PR #956, opened 2020-08-12
Update: Add Navi dimension interfaces

jkusa:
## Description

Add Navi dimension interfaces

## Proposed Changes

- Dimension adapter infterface
- Dimension serializer interface
- Dimension base model

## License

### DIFF
--- a/packages/data/addon/adapters/dimensions/interface.ts
+++ b/packages/data/addon/adapters/dimensions/interface.ts
@@ -41,7 +41,7 @@ export default interface NaviDimensionAdapter {
   /**
    * Get dimension values for a search string
    * @param dimension - requested dimension
-   * @param string - query string
+   * @param query - query string
    * @param options - adapter options
    */
   search(dimension: DimensionColumn, query: string, options?: AdapterOptions): Promise<unknown>;
--- a/packages/data/addon/adapters/dimensions/interface.ts
+++ b/packages/data/addon/adapters/dimensions/interface.ts
@@ -1,0 +1,48 @@
+/**
+ * Copyright 2020, Yahoo Holdings Inc.
+ * Licensed under the terms of the MIT license. See accompanying LICENSE.md file for terms.
+ */
+import { Parameters } from '../facts/interface';
+import DimensionMetadataModel from 'navi-data/models/metadata/dimension';
+
+export type AdapterOptions = {
+  clientId?: string;
+  timeout?: number;
+  page?: number;
+  perPage?: number;
+};
+
+export type DimensionFilter = {
+  operator: string;
+  values: string[];
+};
+
+export interface DimensionColumn {
+  columnMetadata: DimensionMetadataModel;
+  parameters?: Parameters;
+}
+
+export default interface NaviDimensionAdapter {
+  /**
+   * Get all values for a dimension column
+   * @param dimension - requested dimension
+   * @param options - adapter options
+   */
+  all(dimension: DimensionColumn, options?: AdapterOptions): Promise<unknown>;
+
+  /**
+   * Get dimension value for a filter predicate
+   * @param dimension - requested dimension
+   * @param predicate - filter criteria
+   * @param options - adapter options
+   */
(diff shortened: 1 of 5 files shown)


packages/data/tests/unit/models/navi-dimension-test.ts
```diff
@@ -0,0 +1,40 @@
...
+
+interface TestContext extends Context {
+  metadataService: NaviMetadataService;
+}
+
+module('Unit | Model | navi dimension', function(hooks) {
+  setupTest(hooks);
+  setupMirage(hooks);
+  hooks.beforeEach(async function(this: TestContext) {
+    this.metadataService = this.owner.lookup('service:navi-metadata') as NaviMetadataService;
```
kevinhinterlong, line 19: Can we just assign this as a top level object instead of having to set `this: TestContext` in the tests

packages/data/addon/models/navi-dimension.ts
```diff
@@ -0,0 +1,25 @@
+/**
+ * Copyright 2020, Yahoo Holdings Inc.
+ * Licensed under the terms of the MIT license. See accompanying LICENSE.md file for terms.
+ */
+import EmberObject from '@ember/object';
+import { DimensionColumn } from 'navi-data/adapters/dimensions/interface';
+
+export default class NaviDimensionModel extends EmberObject {
+  /**
+   * Dimension column definition
```
kevinhinterlong, line 10: `@property` jsdoc

packages/data/addon/models/navi-dimension.ts
```diff
@@ -0,0 +1,25 @@
...
+   */
+  dimensionColumn!: DimensionColumn;
+
+  /**
+   * Dimension value
+   */
+  value!: unknown;
```
kevinhinterlong, line 17: For fili are you thinking something like `{ id: 1, description: 'dim description' }`?

packages/data/addon/adapters/dimensions/interface.ts
```diff
@@ -0,0 +1,48 @@
...
+   * @param dimension - requested dimension
+   * @param predicate - filter criteria
+   * @param options - adapter options
+   */
+  find(dimension: DimensionColumn, predicate: DimensionFilter[], options?: AdapterOptions): Promise<unknown>;
+
+  /**
+   * Get dimension values for a search string
+   * @param dimension - requested dimension
+   * @param string - query string
```
kevinhinterlong, line 44:
```suggestion
   * @param query - query string
```

packages/data/addon/models/navi-dimension.ts
jkusa: Do we need this? VSCode seems to understand this is a property:

Screen Shot 2020-08-11 at 10 58 40 PM

packages/data/addon/models/navi-dimension.ts
jkusa: For Fili it might look like this: 

```ts
export default class FiliDimensionModel extends NaviDimensionModel {
  private rawValue = { id: 1, description: 'dim description' };

  get value() {
    return this.rawValue[this.dimensionColumn.parameters.field];
  }

  get displayValue() {
   return `${this.value} (${this.dimensionContext})`
  }
}
```

packages/data/tests/unit/models/navi-dimension-test.ts
jkusa: I know we have done that in the past. Instead of relying on global like variables between tests, I feel this better documents what is generally available in the test environment.

packages/data/addon/models/navi-dimension.ts
kevinhinterlong: I think you're right

packages/data/tests/unit/models/navi-dimension-test.ts
kevinhinterlong: If we didn't have to specify `this` for every test I wouldn't have any objections. I don't feel too strongly either way, but I'm more in favor of how we did it before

- - - - -

TASK DESCRIPTION:
Every line of the listing above is to be set down again without any change.

RESULT OF THE TASK:
PR #956, opened 2020-08-12
Update: Add Navi dimension interfaces

jkusa:
## Description

Add Navi dimension interfaces

## Proposed Changes

- Dimension adapter infterface
- Dimension serializer interface
- Dimension base model

## License

### DIFF
--- a/packages/data/addon/adapters/dimensions/interface.ts
+++ b/packages/data/addon/adapters/dimensions/interface.ts
@@ -41,7 +41,7 @@ export default interface NaviDimensionAdapter {
   /**
    * Get dimension values for a search string
    * @param dimension - requested dimension
-   * @param string - query string
+   * @param query - query string
    * @param options - adapter options
    */
   search(dimension: DimensionColumn, query: string, options?: AdapterOptions): Promise<unknown>;
--- a/packages/data/addon/adapters/dimensions/interface.ts
+++ b/packages/data/addon/adapters/dimensions/interface.ts
@@ -1,0 +1,48 @@
+/**
+ * Copyright 2020, Yahoo Holdings Inc.
+ * Licensed under the terms of the MIT license. See accompanying LICENSE.md file for terms.
+ */
+import { Parameters } from '../facts/interface';
+import DimensionMetadataModel from 'navi-data/models/metadata/dimension';
+
+export type AdapterOptions = {
+  clientId?: string;
+  timeout?: number;
+  page?: number;
+  perPage?: number;
+};
+
+export type DimensionFilter = {
+  operator: string;
+  values: string[];
+};
+
+export interface DimensionColumn {
+  columnMetadata: DimensionMetadataModel;
+  parameters?: Parameters;
+}
+
+export default interface NaviDimensionAdapter {
+  /**
+   * Get all values for a dimension column
+   * @param dimension - requested dimension
+   * @param options - adapter options
+   */
+  all(dimension: DimensionColumn, options?: AdapterOptions): Promise<unknown>;
+
+  /**
+   * Get dimension value for a filter predicate
+   * @param dimension - requested dimension
+   * @param predicate - filter criteria
+   * @param options - adapter options
+   */
(diff shortened: 1 of 5 files shown)


packages/data/tests/unit/models/navi-dimension-test.ts
```diff
@@ -0,0 +1,40 @@
...
+
+interface TestContext extends Context {
+  metadataService: NaviMetadataService;
+}
+
+module('Unit | Model | navi dimension', function(hooks) {
+  setupTest(hooks);
+  setupMirage(hooks);
+  hooks.beforeEach(async function(this: TestContext) {
+    this.metadataService = this.owner.lookup('service:navi-metadata') as NaviMetadataService;
```
kevinhinterlong, line 19: Can we just assign this as a top level object instead of having to set `this: TestContext` in the tests

packages/data/addon/models/navi-dimension.ts
```diff
@@ -0,0 +1,25 @@
+/**
+ * Copyright 2020, Yahoo Holdings Inc.
+ * Licensed under the terms of the MIT license. See accompanying LICENSE.md file for terms.
+ */
+import EmberObject from '@ember/object';
+import { DimensionColumn } from 'navi-data/adapters/dimensions/interface';
+
+export default class NaviDimensionModel extends EmberObject {
+  /**
+   * Dimension column definition
```
kevinhinterlong, line 10: `@property` jsdoc

packages/data/addon/models/navi-dimension.ts
```diff
@@ -0,0 +1,25 @@
...
+   */
+  dimensionColumn!: DimensionColumn;
+
+  /**
+   * Dimension value
+   */
+  value!: unknown;
```
kevinhinterlong, line 17: For fili are you thinking something like `{ id: 1, description: 'dim description' }`?

packages/data/addon/adapters/dimensions/interface.ts
```diff
@@ -0,0 +1,48 @@
...
+   * @param dimension - requested dimension
+   * @param predicate - filter criteria
+   * @param options - adapter options
+   */
+  find(dimension: DimensionColumn, predicate: DimensionFilter[], options?: AdapterOptions): Promise<unknown>;
+
+  /**
+   * Get dimension values for a search string
+   * @param dimension - requested dimension
+   * @param string - query string
```
kevinhinterlong, line 44:
```suggestion
   * @param query - query string
```

packages/data/addon/models/navi-dimension.ts
jkusa: Do we need this? VSCode seems to understand this is a property:

Screen Shot 2020-08-11 at 10 58 40 PM

packages/data/addon/models/navi-dimension.ts
jkusa: For Fili it might look like this: 

```ts
export default class FiliDimensionModel extends NaviDimensionModel {
  private rawValue = { id: 1, description: 'dim description' };

  get value() {
    return this.rawValue[this.dimensionColumn.parameters.field];
  }

  get displayValue() {
   return `${this.value} (${this.dimensionContext})`
  }
}
```

packages/data/tests/unit/models/navi-dimension-test.ts
jkusa: I know we have done that in the past. Instead of relying on global like variables between tests, I feel this better documents what is generally available in the test environment.

packages/data/addon/models/navi-dimension.ts
kevinhinterlong: I think you're right

packages/data/tests/unit/models/navi-dimension-test.ts
kevinhinterlong: If we didn't have to specify `this` for every test I wouldn't have any objections. I don't feel too strongly either way, but I'm more in favor of how we did it before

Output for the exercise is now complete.